Published 28 Aug 2023 in cs.CL and cs.AI
DISC-MedLLM: Bridging General Large Language Models and Real-World Medical Consultation

Abstract: We propose DISC-MedLLM, a comprehensive solution that leverages LLMs to provide accurate and truthful medical response in end-to-end conversational healthcare services. To construct high-quality Supervised Fine-Tuning (SFT) datasets, we employ three strategies: utilizing medical knowledge-graphs, reconstructing real-world dialogues, and incorporating human-guided preference rephrasing.
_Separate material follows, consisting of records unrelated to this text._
PR #2740, opened 2016-08-04
Makes toll=yes way's routability configurable in profiles.

daniel-j-h:
The primary use-case is conditionally filtering ways such as:

https://www.openstreetmap.org/edit#map=18/38.94198/-77.28127

which we are guiding the user onto in the route from DC to IAD:

http://map.project-osrm.org/?z=12&center=38.934443%2C-77.167969&loc=38.902656%2C-77.029095&loc=38.952210%2C-77.453424&hl=en&alt=0

There are additional toll-free ways available for this route which are
a bit slower but do not require a fee.

This changeset makes `toll=yes` configurable in the profiles, disabling
them by default. Neither do we support time-based fees nor vehicle
category fees at the moment.

References:
- http://wiki.openstreetmap.org/wiki/Key:toll

cc @willwhite

### DIFF
--- a/features/car/access.feature
+++ b/features/car/access.feature
@@ -155,3 +155,10 @@ Feature: Car - Restricted access
             | primary | designated |       |
             | primary | yes        | x     |
             | primary | no         | x     |
+
+     Scenario: Car - only toll=yes ways are ignored by default
+        Then routability should be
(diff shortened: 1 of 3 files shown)


TheMarex:
:+1: looks good to me. Good to merge.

These datasets are instrumental in training DISC-MedLLM, surpassing existing medical LLMs in both single-turn and multi-turn consultation scenarios. Extensive experimental results demonstrate the effectiveness of the proposed model in bridging the gap between general LLMs and real-world medical consultation. Additionally, we release the constructed dataset and model weights to further contribute to research and development. Further details and resources can be found at https://github.com/FudanDISC/DISC-MedLLM

DISC-MedLLM: Bridging LLMs and Medical Consultation

The paper presents DISC-MedLLM, an approach that leverages LLMs to provide reliable and accurate medical responses within conversational healthcare settings. The research aims to address the gap between the capabilities of general LLMs and the nuanced requirements of medical consultation.

Methodology

DISC-MedLLM employs a two-stage Supervised Fine-Tuning (SFT) process to enhance LLM performance in medical contexts. The model training uses a custom dataset built upon several strategies:

  1. Medical Knowledge Graphs: The researchers utilize department-oriented sampling from medical knowledge graphs to create knowledge-intensive QA pairs. This ensures that the dataset is grounded in reliable medical information.
  2. Dialogue Re-Construction: Real-world dialogues from medical forums are adapted using GPT-3.5 for better linguistic alignment. This re-construction removes informal language and inconsistencies, enhancing data quality for effective model training.
  3. Human Preference Rephrasing: A carefully curated subset of real-world dialogues was refined using human preferences to align the model's behavior with desired conversational standards and effectiveness.

Evaluation

The paper assesses the performance of DISC-MedLLM in both single-turn and multi-turn scenarios. In single-turn evaluation, a benchmark is created from multiple-choice questions derived from public medical datasets, focusing on accuracy. For multi-turn evaluation, GPT-3.5 simulates patient interactions, and GPT-4 evaluates the model’s performance based on proactivity, accuracy, helpfulness, and linguistic quality.

Results

DISC-MedLLM demonstrates a notable improvement over existing models, such as HuatuoGPT, in multi-choice accuracy and multi-turn dialogue evaluation. However, while it performs well, DISC-MedLLM still lags behind GPT-3.5 in some areas, indicating room for further refinement.

Implications and Future Work

This research illustrates the potential of integrating domain-specific knowledge with LLMs to enhance practical application in the medical field. The release of both the dataset and model weights contributes valuable resources for future work in AI healthcare.

Future developments could explore retrieval-augmented techniques to incorporate even broader knowledge bases, providing enhanced solutions for complex medical inquiries. Additionally, refining the alignment of LLMs with human-like empathy and response strategies could further elevate their utility in medical consultations.

In conclusion, DISC-MedLLM marks a significant step towards bridging the gap between general language understanding and domain-specific application, setting a foundation for future innovations in AI-driven medical consultation.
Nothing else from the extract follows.